Forum2 dan subforum yang topiknya mubazir dan sepi juga kesannya kuranglah baik untuk keseluruhan forum. Mohon maaf bila ada salah kata. 

2. Ada Fungsi BB Code, seperti basic, font, size, quote, spoiler, list, img dll waktu buat thread atau post, untuk mempermudah user berekspresi dalam tulisannya, menambah kreativitas dan daya tarik komentar atau postingan.

3. Bila mungkin, scroll untuk melihat2 forum dipersingkat, bisa dengan mengubah susunan. 
Misalnya, hanya contoh : 
- Latest Post dll yang dibagian paling atas forum saat ini di letakkan di home
- Kategori Forum Umum menjadi isinya Peraturan Forum, Pengumuman, Organisasi & Keanggotaan dan Komentar & Saran (atau nama Kategori Forum Umum diganti dengan yang lebih sesuai dan bisa mencakup forum2 tersebut), di letakkan di paling bawah. kemudian Forum AD/ART karena hanya berisi pernyataan dan juga tidak dikomen, tidak perlu dilist diforum dan dibuat sebuah banner yg menuju page baru.  

Menurut saya Perkenalan tidak perlu menghabiskan space sebuah forum, yang ingin memperkenalkan diri menurut saya cukup sebuah thread sticky di Forum Ngobrol & Ucapan.  

Ini hanyalah contoh, inti maksud saya adalah forum2 yang memang tidak butuh rutin diakses (berisi peraturan2, pengumuman2, sebaiknya diletakkan di page baru ataupun disebelah bawah forum)

Sehingga begitu user forum masuk ke forum, barisan paling atas dan scroll kebawah, sudah langsung berisi forum2 yang memang aktif, yaitu tempat komunitas sharing, bertanya dan berbagi sesuai topik forum.

Menurut hemat saya yang nubi ini, untuk jangka panjang Forum kelihatannya akan lebih bergairah, dan secara psikologis juga akan menambah minat user untuk ikutan nimbrung.
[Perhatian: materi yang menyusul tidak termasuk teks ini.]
PR #136, opened 2018-03-26
M Fix operation paging, reinforce with tests

werkt:
The memory instance would not progress beyond the initial page due to an
incorrect test against the token itself rather than the deserialized
OperationIteratorToken's name, and the paged test was initialized to
true, making the paging loop break on the first entry anyway.

Added tests to guard operation list retrieval.

### DIFF
--- a/src/test/java/build/buildfarm/instance/memory/MemoryInstanceTest.java
+++ b/src/test/java/build/buildfarm/instance/memory/MemoryInstanceTest.java
@@ -22,6 +22,7 @@ import build.buildfarm.common.DigestUtil;
 import com.google.common.collect.ImmutableList;
 import com.google.longrunning.Operation;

Hilangkan kesan "cold" diforum ini.  

Demikian saran singkat saya untuk sementara ini, mohon dimaafkan dan diabaikan bila ada salah dan bila ada kata yang salah.

----------


## GenKoi

Ide yang bagusss

----------


## Glenardo

mari kita pikirkan bersama...

----------


## luki

Terima kasih Om Wahyu atas saran dan masukan nya......

untuk no :

1. memang english folder ini baru di buat pada saat migrasi forum ini pada bulan mei - juni tahun lalu......
    English folder ini sengaja di buat karena ada permintaan dari teman teman overseas ( breeder dan hobbies ) yang mau berbagi pengalaman nya 
   tetapi terkendala dengan bahasa......karena itulah english folder ini di buat.........

2. BB code sudah ada di kanan bawah Om......




untuk poin poin yang lain nya.......akan kita diskusikan jalan keluar terbaik nya..........

silahkan teman teman yang lain kalo ada masukan positif lain nya.......

----------


## Admin

*Spoiler* for _BBCode - Spoiler_: Show



Ini BB Code untuk spoiler, mohon cek http://www.koi-s.org/misc.php?do=bbcode untuk fitur BB Code lainnya, thanks

----------


## Smoker

om luki, om admin, maksud saya fungsi bbcode diforum memang sudah on, tapi masih harus diketik/dimasukkan secara manual pada saat posting thread. Apa bisa dibuatkan buttonnya di sehingga user2 bisa lebih fasih menggunakannya. Sehingga user bisa lebih _aware_ dengan fungsi tsb. 
button2 tersebut ada di quick reply, tetapi tidak ada di posting thread. 

contoh

*Spoiler* Show








sudah ada sebagian diquick reply

*Spoiler* Show








mohon maaf bila sudah merepotkan.

----------


## Smoker

Om luki, 

Tentang forum English Folder, maaf kalo saya tidak mengetahui sejarah dimunculkannya, saya memberikan saran sepatah dua kata karena melihat aktivitas user koi-s diforum yang rata2 100% berasal dari Indonesia, dan sebagian besar yang masih ada posting sekali dua kali di Forum English Folder juga berasal dari Indonesia, saya pribadi jadi merasa agak mubazir. Tapi memang saya tidak tahu ada sejarahnya.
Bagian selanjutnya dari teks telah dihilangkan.